Esquina con Santo Domingo, una cuadra más al norte de Rosas en dirección a la Estación Mapocho. Una mujer de tacones y bolsa de papel ecológico camina con prisa. Su pista imaginaria va en sentido contrario a Ángela y embestirá con ella si no vira alguna de las dos. Ángela se detiene y deja el balde naranja en el suelo tras haberlo tomado unos segundos antes. Los tacones avanzan sin atención a la pequeña recolectora. El balde se da vuelta y caen las monedas. Algunas, de canto, ruedan unos metros por el paseo. Ángela no sabe qué hacer. Inmediatamente después del accidente, el mismo “O” descendiente como sonido de ambiente, como si todos allí no fueran sino el elenco de un musical ruidoso con una puesta en escena planificada. La mujer puso sus manos en las mejillas, avergonzada. Recogió las monedas y el dueño de Ángela -el absoluto tributario- le dijo que no se preocupara, que le hiciera cariño nomás. Ángela recibió unas palmaditas suaves en la mollera, cerca de sus orejas peludas y rizadas de cóquer espaniel. El semáforo dio en rojo. Ángela tiene un espectro de colores visualmente reducido, pero entiende la señal de su amo y no coge el balde hasta su señal. Observa los microbuses que cruzan Santo Domingo hacia el oeste, hacia Pudahuel. El hombre se acomoda en su vehículo y le sonríe.

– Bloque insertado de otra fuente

PR #173, opened 2022-02-18
Update deprecated `distutils.version` to `packaging.version`

sadielbartholomew:
Equivalent to NCAS-CMS/cf-python#324 but for cfdm, which also uses the deprecated API calls in question, this time across several modules.


sadielbartholomew:
Sorry @davidhassell I didn't notice there were merge conflicts to resolve for this PR. That is now done.

Please confirm it's OK to add the (essentially necessary) new dependency `packaging` here, with the same context as in https://github.com/NCAS-CMS/cf-python/pull/324#issue-1142096607, then I can merge this and we won't be spammed about the deprecated API use.

davidhassell:
Thanks, Sadie - all OK with me.

davidhassell (approved):

PR #175, opened 2022-02-28
Fix for print when no dimension coordinate data

### LINKED ISSUE #174: Field/domain print fails when dimension corodinate has no data
(First reported over at https://github.com/NCAS-CMS/cf-python/issues/326 - see there for full details)

When a field has a construct which can have data, e.g. a coordinate, but that construct doesn't have data, the `str()` representation hits a `ValueError` regarding the lack of data on that construct, e.g:

```python
>>> import cfdm
>>> f = cfdm.example_field(2)
>>> t = f.construct('time')
>>> t.del_data()
<Data(36): [1959-12-16 12:00:00, ..., 1962-11-16 00:00:00]>
>>> print(f)
---------------------------------------------------------------------------
ValueError                                Traceback (most recent call last)
<ipython-input-3-fc0364975534> in <module>
----> 1 print(f)

~/miniconda3.9/lib/python3.9/site-packages/cfdm/field.py in __str__(self)
    239             string.append(f"Field ancils    : {field_ancils}")
    240 
--> 241         string.append(str(self.domain))
    242 
    243         return "\n".join(string)

~/miniconda3.9/lib/python3.9/site-packages/cfdm/domain.py in __str__(self)
    194                 if construct_data_axes[cid] == (axis_cid,):
    195                     name = dim.identity(default=f"key%{0}")
--> 196                     y = f"{name}({dim.get_data().size})"
    197                     if y != axis_names[axis_cid]:
    198                         y = f"{name}({axis_names[axis_cid]})"

~/miniconda3.9/lib/python3.9/site-packages/cfdm/core/abstract/propertiesdata.py in get_data(self, default, _units, _fill_value)
    290                 return
    291 
--> 292             return self._default(
    293                 default, message=f"{self.__class__.__name__} has no data"
    294             )

~/miniconda3.9/lib/python3.9/site-packages/cfdm/core/abstract/container.py in _default(self, default, message)
    145                 default = type(default)(message)
    146 
--> 147             raise default
    148 
    149         return default

ValueError: DimensionCoordinate has no data

>>>
```

Something sensible should be displayed, instead.

davidhassell:
Fixes #174

### DIFF
--- a/Changelog.rst
+++ b/Changelog.rst
@@ -1,3 +1,14 @@
+Version 1.9.?.?
+---------------
+
+**2022-0?-??**
+
+* Fixed bug that caused `cf.Domain.__str__` to fail when a dimension
+  coordinate construct does not have data
+  (https://github.com/NCAS-CMS/cfdm/issues/174)
+
+----
+  
 Version 1.9.0.2
 ---------------
 
--- a/cfdm/domain.py
+++ b/cfdm/domain.py
@@ -187,15 +187,18 @@ class Domain(
 
         x = []
         dimension_coordinates = self.dimension_coordinates(todict=True)
-        for axis_cid in sorted(self.domain_axes(todict=True)):
+        for axis_cid, axis in sorted(self.domain_axes(todict=True).items()):
             for cid, dim in dimension_coordinates.items():
                 if construct_data_axes[cid] == (axis_cid,):
                     name = dim.identity(default=f"key%{0}")
-                    y = f"{name}({dim.get_data().size})"
+                    y = f"{name}({axis.get_size()})"
                     if y != axis_names[axis_cid]:
                         y = f"{name}({axis_names[axis_cid]})"
+
                     if dim.has_data():
                         y += f" = {dim.get_data()}"
+                    else:
+                        y += " = "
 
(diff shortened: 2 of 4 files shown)


davidhassell:
(seems like I updated a joss bibtex date - by mistake? I'm not sure. We can let it go through and I'll sort it out with a commit afterwards ...)

sadielbartholomew (approved):
Perfect, thanks. Please merge.

In reviewing, I went to also check that deleting the data from any of the other constructs that take data wouldn't cause the `__str__` output to error, and indeed they don't cause any issues (I checked for an auxiliary coordinate, field ancillary, cell measure and domain ancillary), so I agree with your identification that only the deletion of dimension coordinates' data caused issue (despite my issue write-up implying it could be a more general issue). 

Still, if they aren't covered elsewhere, maybe we could add in some equivalent testing to the small block you added to 'test_Domain' under 'Test when dimension coordinate has no data' to cover those other constructs no having data? I can do that as a follow-up commit or PR, unless you want to add it in here?

davidhassell:
Tanks, Sadie - let's do as you suggest in a follow up PR.

PR #180, opened 2022-03-21
Construct access API

### LINKED ISSUE #179: Add new construct retrieval methods
It ouwld be useful to have the following new methods, which would have the same behaviour and API as their cf-python counterparts:

* `cfdm.Field.auxiliary_coordinate`
* `cfdm.Field.cell_measure`
* `cfdm.Field.cell_method`
* `cfdm.Field.coordinate`
* `cfdm.Field.coordinate_reference`
* `cfdm.Field.dimension_coordinate`
* `cfdm.Field.domain_ancillary`
* `cfdm.Field.domain_axis`
* `cfdm.Field.field_ancillary`
* and corresponding methods on the `cfdm.Domain` class, as appropriate.

(for example, see `cf.Field.dimension_coordinate`: https://github.com/NCAS-CMS/cf-python/blob/v3.12.0/cf/mixin/fielddomain.py#L2061-L2125).

This makes sense from a code point of view following on from the changes implemented in #130 and #132; and makes sense from a user perspective, as these new methods are intuitive to use, and users (well, me, at least!) of cf-python keep trying to use them on cfdm and being frustrated that they're not there.

davidhassell:
Fixes #179


docs/source/tutorial.rst
```diff
@@ -1525,42 +1521,79 @@ construct key, by any of the following techniques:
...
+   >>> key = t.construct('latitude', key=True)
    >>> c = t.constructs.get(key)
    <AuxiliaryCoordinate: latitude(10, 9) degrees_N>
 
-The `~Field.construct` method of the field construct and the
-`~Constructs.value` method of the `Constructs` instance will raise an
-exception of there is not a unique metadata construct to return, but
-this may be replaced with returning a default value or raising a
-customised exception:
+* with the `~Constructs.value` method of a `Constructs` instance, or
```
sadielbartholomew, line 1528: Since when I look at the rendered docs this seems to be the final item in the list:

```suggestion
* with the `~Constructs.value` method of a `Constructs` instance.
```

docs/source/tutorial.rst
```diff
@@ -1525,42 +1521,79 @@ construct key, by any of the following techniques:
...
+             its construct identity, and also its key.*
+	     
+   >>> t.auxiliary_coordinate('latitude')
+   <CF AuxiliaryCoordinate: latitude(10, 9) degrees_N>
+   >>> t.auxiliary_coordinate('latitude', key=True)
+   'auxiliarycoordinate0'
+   >>> t.auxiliary_coordinate('latitude', item=True)
+   ('auxiliarycoordinate0', <CF AuxiliaryCoordinate: latitude(10, 9) degrees_N>)
+
+All of these techniques will raise an exception of there is not a
```
sadielbartholomew, line 1567:
```suggestion
All of these techniques will raise an exception if there is not a
```

sadielbartholomew (approved):
Some minor comments, but overall this is great: the new methods all work as they should, and sufficient testing and detailed documentation has been added accordingly. Please merge when ready.

PR #168, opened 2021-12-21
Subsampled coordinates (1) and compression refactor

davidhassell:
Fixes #167

PR #183, opened 2022-04-27
Documentation: avoid use of double negatives for clarity

sadielbartholomew:
A documentation improvement discussed previously: see https://github.com/NCAS-CMS/cfdm/pull/168#discussion_r816857213 for context. This PR aims to find all uses of double negatives (in practice these are in keyword parameter descriptions) and reword them for clarity and conciseness. I have tried to use docstring substitutions wherever applicable i.e. duplicated text.

(Leaving this open in draft form for now, as I fear I may forget about it otherwise, but continue to have more pressing work to address. There are ~20 other cases from a `git grep "If False then do not" | wc -l` yet to be tackled, to complete this PR, but since we are fosucing mostly on cf-python at the moment I doubt many merge conflicts will arise if I leave this for a while.)

### DIFF
--- a/cfdm/constructs.py
+++ b/cfdm/constructs.py
@@ -959,8 +959,8 @@ class Constructs(mixin.Container, core.Constructs):
         :Parameters:
 
             data: `bool`, optional
-                If False then do not copy data contained in the metadata
-                constructs. By default such data are copied.
+                If True (the default) then copy data contained in the
+                metadata constructs.
 
         :Returns:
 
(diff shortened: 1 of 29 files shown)


davidhassell (approved):
Thanks for this, Sadie - the docs are now much improved!

davidhassell:
Please do merge when you're ready.

sadielbartholomew:
One CI job has failed due to a spurious test failure (`FAIL: test_read_subsampled_coordinates (test_read_write.read_writeTest)`) which is unrelated and which I will look into separately. Approved and otherwise the tests (locally and the CI jobs) pass, so good to merge.

PR #184, opened 2022-05-04
catch missing Array

davidhassell:
`cfdm.Data.compressed_array` fails if there is no Array returned by `_get_Array`, which is OK for cfdm but not for daskified cf-python, for which there sill usually not be an Array object. This PR simply traps this case instead and raises the nice exception.


sadielbartholomew (approved):
A small, sensible and justified change that I can confirm doesn't break anything (and we can ignore the linting CI job failure which is failing due to a `black` internal issue - I might need to bump the version in the relevant workflow so I'll take a look at that separately).

PR #191, opened 2022-07-11
Read zero-length files

### LINKED ISSUE #190: `cfdm.read` hangs when reading a zero-length file
`cfdm.read` hangs when reading a zero-length file ...

```python
>>> import cfdm, subprocess
>>> subprocess.run(f"touch zero_length", shell=True, check=True)
>>> cfdm.read('zero_length')
# Hangs
```
... when it should raise an exception, such as `OSError: Can't determine format of file zero_length`.

```python
>>> import cfdm
Platform: Linux-5.4.0-121-generic-x86_64-with-glibc2.31
HDF5 library: 1.12.1
netcdf library: 4.8.1
Python: 3.9.5
netCDF4: 1.5.8
numpy: 1.22.3
cfdm.core: 1.9.0.3
cftime: 1.6.0
netcdf_flattener: 1.2.0
cfdm: 1.9.0.3
```

davidhassell:
Fixes #190

### DIFF
--- a/Changelog.rst
+++ b/Changelog.rst
@@ -1,4 +1,13 @@
-Version 1.9.0.3
+Version 1.9.0.4
+---------------
+
+**2022-??-??**
+
+* Fix bug that caused a hang when reading zero-length files
+  (https://github.com/NCAS-CMS/cfdm/issues/190)
+
+----
+  Version 1.9.0.3
 ---------------
 
 **2022-03-10**
--- a/Changelog.rst
+++ b/Changelog.rst
@@ -7,7 +7,8 @@ Version 1.9.0.4
   (https://github.com/NCAS-CMS/cfdm/issues/190)
 
 ----
-  Version 1.9.0.3
+
+Version 1.9.0.3
 ---------------
 
 **2022-03-10**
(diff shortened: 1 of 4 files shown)


Changelog.rst
```diff
@@ -1,4 +1,13 @@
...
+Version 1.9.0.4
+---------------
+
+**2022-??-??**
+
+* Fix bug that caused a hang when reading zero-length files
+  (https://github.com/NCAS-CMS/cfdm/issues/190)
+
+----
+  Version 1.9.0.3
```
sadielbartholomew, line 10: Looks like this got shifted accidentally (and we lost a space that might be required) which will probably break the formatting, so:
```suggestion

Version 1.9.0.3
```

sadielbartholomew (approved):
One minor comment, but otherwise a solid fix:

* I recreated the issue at hand on the current `master`, and observed that this branch resolves it;
* I checked this didn't cause adverse effects for the reading of other forms of file, notably given the fix applied, checking the logic for, and testing with CDL, that it didn't throw a wobbly for files with at least one blank line to begin with that could otherwise be read fine;
* the new test looks sensible and captures the original problem.

Thanks! Feel free to merge when ready.

PR #196, opened 2022-07-13
Under-the-hood changes for upstream dask implementation

davidhassell:


cfdm/read_write/netcdf/netcdfwrite.py
```diff
@@ -18,6 +18,18 @@
 class NetCDFWrite(IOWrite):
     """A container for writing Fields to a netCDF dataset."""
 
+    def __new__(cls, *args, **kwargs):
+        """Store the NetCDFRead class.
+
+        .. note:: If a child class requires a different NetCDFRead class
+        than the one defined here, then it must be redefined in the
+        child class.
```
sadielbartholomew, line 26: Just thinking this comment is probably expressing something quite obvious? I guess you want to stress this, in which case it might be worth including, otherwise I'd be tempted to drop it?

cfdm/field.py
```diff
@@ -92,8 +92,8 @@ def __new__(cls, *args, **kwargs):
         """Store component classes.
 
         .. note:: If a child class requires a different component
-        classes           than the ones defined here, then they must be
-        redefined           in the child class.
+        classes than the ones defined here, then they must           be
```
sadielbartholomew, line 95: See my first comment with regards to whether such comments are worthwhile, and if so:

```suggestion
        classes than the ones defined here, then they must be
```

and there's an 'a' we should drop in the previous line for the 'classes' plural case.

sadielbartholomew (approved):
A few minor comments, but all good generally and I can see that this is resolving some trivially-fixed issues that the downstream cf-python `lama-to-dask` branch runs into across the full test suite, as per the PR motivation.

cfdm/field.py
davidhassell: Dropping this text, as per previous comment.

cfdm/read_write/netcdf/netcdfwrite.py
davidhassell: Fixed in https://github.com/NCAS-CMS/cfdm/pull/196/commits/8d8d6949d76351ac36090a86971a82eacb363ac2

sadielbartholomew (approved):
Feedback addressed, thanks. All good, merging so I can review the follow-on PR / for high throughput.

PR #203, opened 2022-07-27
`Field.indices`

### LINKED ISSUE #202: Create indices for Field constructs from metadata values
@JonathanGregory suggested that it would be natural in cfdm to be able to subspace field constructs based on metadata constructs values, rather than just by indices. An excellent idea.

For instance, with
```python
>>> import cfdm
>>> f = cfdm.example_field(0)
>>> print(f)
Field: specific_humidity (ncvar%q)
----------------------------------
Data            : specific_humidity(latitude(5), longitude(8)) 1
Cell methods    : area: mean
Dimension coords: latitude(5) = [-75.0, ..., 75.0] degrees_north
                : longitude(8) = [22.5, ..., 337.5] degrees_east
                : time(1) = [2019-01-01 00:00:00]
```

we currently can only create a new field for only longitude=337.5 by:
```python
>>> print(f[:, 7])
Field: specific_humidity (ncvar%q)
----------------------------------
Data            : specific_humidity(latitude(5), longitude(1)) 1
Cell methods    : area: mean
Dimension coords: latitude(5) = [-75.0, ..., 75.0] degrees_north
                : longitude(1) = [337.5] degrees_east
                : time(1) = [2019-01-01 00:00:00]
```
However, this requires knowledge of **a)** which position the longitude dimension is and **b)** where along the longitude axis `337.5` is.

It seems a natural use of CF metadata to be able to do this _without_ have to know a priori the answers to **a)** and **b)**.

cf-python does this with its `Field.indices`  and `Field.subspace` methods.

These methods are fully generalised, rely on the `cf.Query` class, and take cyclicity into account.

I don't propose that cfdm goes this far (certainly not yet!), so I suggest that we for cfdm we just introduce a `cfdm.Field.indices` method that behave much like its cf-python counterpart, but is restricted to
* Only 1-d metadata constructs (no domain axis constructs nor N-d constructs)
* Only metadata construct data values can be provided (as oposed to axis indices)
* No fancy "modes" (full, envelope, compress)  - cfdm doesn't have the machinery to back them up

The result would be:
```python
>>> ind = f.indices(longitude=337.5)
>>> print(ind)
(slice(None, None, None), array([False, False, False, False, False, False, False,  True]))
>>> print(f[ind])
Field: specific_humidity (ncvar%q)
----------------------------------
Data            : specific_humidity(latitude(5), longitude(1)) 1
Cell methods    : area: mean
Dimension coords: latitude(5) = [-75.0, ..., 75.0] degrees_north
                : longitude(1) = [337.5] degrees_east
                : time(1) = [2019-01-01 00:00:00]
```

The default position is to not burden cfdm with too much bloat (relative to cf-python), and cfdm started off very minimal. Since then there has been a trickle for back-ported functionality from cf-python to cfdm that has become obviously needed by people whilst actully using the library. There is no problem in doing this so long as each case is assessed on its own merits.

davidhassell:
Fixes #202

### DIFF
--- a/cfdm/mixin/fielddomain.py
+++ b/cfdm/mixin/fielddomain.py
@@ -1,6 +1,9 @@
 import logging
 import re
 
+import numpy as np
+
+# from ..data import Data
 from ..decorators import _manage_log_level_via_verbosity
 
 logger = logging.getLogger(__name__)
--- a/cfdm/mixin/fielddomain.py
+++ b/cfdm/mixin/fielddomain.py
@@ -1,9 +1,6 @@
 import logging
 import re
 
-import numpy as np
-
-# from ..data import Data
 from ..decorators import _manage_log_level_via_verbosity
 
 logger = logging.getLogger(__name__)
--- a/cfdm/test/test_Field.py
+++ b/cfdm/test/test_Field.py
@@ -6,7 +6,7 @@ import re
 import tempfile
 import unittest
 
-import numpy
+import numpy as np
 
 faulthandler.enable()  # to debug seg faults and timeouts
 
@@ -130,7 +130,7 @@ class FieldTest(unittest.TestCase):
                 indices = list(indices)
                 for axis, i in enumerate(indices):
                     if isinstance(i, list):
-                        e = numpy.take(e, indices=i, axis=axis)
+                        e = np.take(e, indices=i, axis=axis)
                         indices[axis] = slice(None)
 
                 e = e[tuple(indices)]
@@ -177,7 +177,7 @@ class FieldTest(unittest.TestCase):
     #            array = f[indices].data.array
     #            self.assertTrue((array == -1).all())
     #
-    #            values, counts = numpy.unique(f.data.array, return_counts=True)
+    #            values, counts = np.unique(f.data.array, return_counts=True)
     #            self.assertEqual(counts[0], array.size)
 
     def test_Field_get_filenames(self):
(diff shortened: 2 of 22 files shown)


davidhassell:
`cfdm.Field.indices` is pared-down code culled from `cf.mixin.fielddomain._indices`.

cfdm/mixin/fielddomain.py
```diff
@@ -1,6 +1,9 @@
 import logging
 import re
 
+import numpy as np
```
sadielbartholomew, line 4: Flake8 is saying:

```console
cfdm/mixin/fielddomain.py:4:1: F401 'numpy as np' imported but unused
```

(and I've double checked it is indeed so) so this can be removed (guessing it was left over from dev work).

sadielbartholomew (approved):
I agree with the approach suggested in #202 to address the issue at hand, and this implements it correctly, with sufficient new testing and documentation. I've raised a few minor comments, but overall this is good to merge, so do so at will. Thanks.

cfdm/mixin/fielddomain.py
davidhassell: Indeed it was. Fixed by https://github.com/NCAS-CMS/cfdm/pull/203/commits/8e5450c02d6b8093a6de1da6144f89c636a0d4cb

cfdm/test/test_Field.py
```diff
@@ -790,6 +790,41 @@ def test_Field_domain_axis(self):
...
+
+        with self.assertRaises(ValueError):
+            f.indices(longitude=-999)
+
+        with self.assertRaises(ValueError):
+            f.indices(longitude="bad_value_type")
+
+        key = f.construct("longitude", key=True)
+        with self.assertRaises(ValueError):
+            f.indices(longitude=112.5, key=22.5)
```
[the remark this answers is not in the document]
davidhassell: Fixed by https://github.com/NCAS-CMS/cfdm/pull/203/commits/8e5450c02d6b8093a6de1da6144f89c636a0d4cb

PR #210, opened 2022-08-24
Disallow subspaces of constructs that have one or more size 0 axes

### LINKED ISSUE #209: Subspaces of constructs can currently have one or more size 0 axes
`numpy` (and similar data objects that share its API, such as `dask`, `cfdm.Data`) reasonably allow subspaces to have size 0 axes:
```python
>>> import numpy as np
>>> a = np.arange(9)
>>> a[[False] * 9]
array([], dtype=int64)
```
At cfdm `v1.10.0.0`, cfdm _constructs_ also allow this:

```python
>>> import cfdm
>>> f = cfdm.example_field(0)
>>> f.shape
(5, 8)
>>> f[[False] * 5]
<Field: specific_humidity(latitude(0), longitude(8)) 1>
```
... but they shouldn't, because it is not allowed by the CF data model. I.e. in the above example, `f[[False] * 5]` should raise an exception.

PR to follow.

davidhassell:
Fixes #209

### DIFF
--- a/cfdm/field.py
+++ b/cfdm/field.py
@@ -300,7 +300,7 @@ class Field(
         if 0 in new_data.shape:
             raise IndexError(
                 f"Indices {indices!r} result in a subspaced shape of "
-                f"{new_data.shape}, but can't create a subspace of a "
+                f"{new_data.shape}, but can't create a subspace of "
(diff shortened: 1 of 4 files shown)


sadielbartholomew (approved):
Perfect, thanks. Please merge.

Dos cuadras más allá, cruzando San Pablo mediante la misma técnica dadivista -carga el balde con el hocico, camina unos pasitos por el medio del Paseo, luego descansa y de vuelta a lo mismo- llegaron a una carnicería en Puente 879, frente a la Estación Mapocho y a pasos del Mercado Central. “Ángelo ¿lo mismo de siempre?”, preguntó el carnicero. Hay un olor fuerte a callitos y a carne cruda, quizá por los trozos de músculo animal y vísceras que descansan refrigeradas tras la vitrina. Ángelo asintió: desea un paquete de vienesas y una porción de pichanga, metáfora futbolística para una ensalada de pepinillos en vinagre, coliflor, aceituna, trozos cuadrados de queso y jamón y zanahoria cruda. Tomó el balde con el importe y lo volteó en su regazo. Juntó dos mil pesos y dirigió su silla de ruedas hacia la caja, un cubículo envidriado donde una mujer maneja una máquina registradora y raya una lista con números por cada compra boleteada. De espaldas a Ángelo, su tocaya recibía un bocado de salchicha en manos del carnicero, un petit-bouche antes de la última remuneración de la tarde que se hacía ocaso en Cal y Canto. ¡Ángela, Ángela!, él la llama. Y Ángela se le aproxima.

Termina el Paseo Puente. Ángelo se dirije a una plazoleta, a un juego de bancas de cemento. Quita su mochila del respaldo y la apoya sobre sus muslos. Saca un objeto filoso y abre el envase de embutidos al vacío. Pica en trozos unas cinco o seis vienesas. Ángela espera con su trajecito violeta y la cola impaciente. Hace una intentona por participar de la pichanga, pero es malograda con un amague poco angelical. Sin embargo, le ofrece a cambio el picadillo de cecinas que Ángela se apresta a comer con atención. Y ahí se quedan ambos, detenidos en su estación de merienda mientras oscurece y el olor a aceite quemado se respira en el ambiente por los carritos de comida que exageran su vapor del frío a las siete de la tarde.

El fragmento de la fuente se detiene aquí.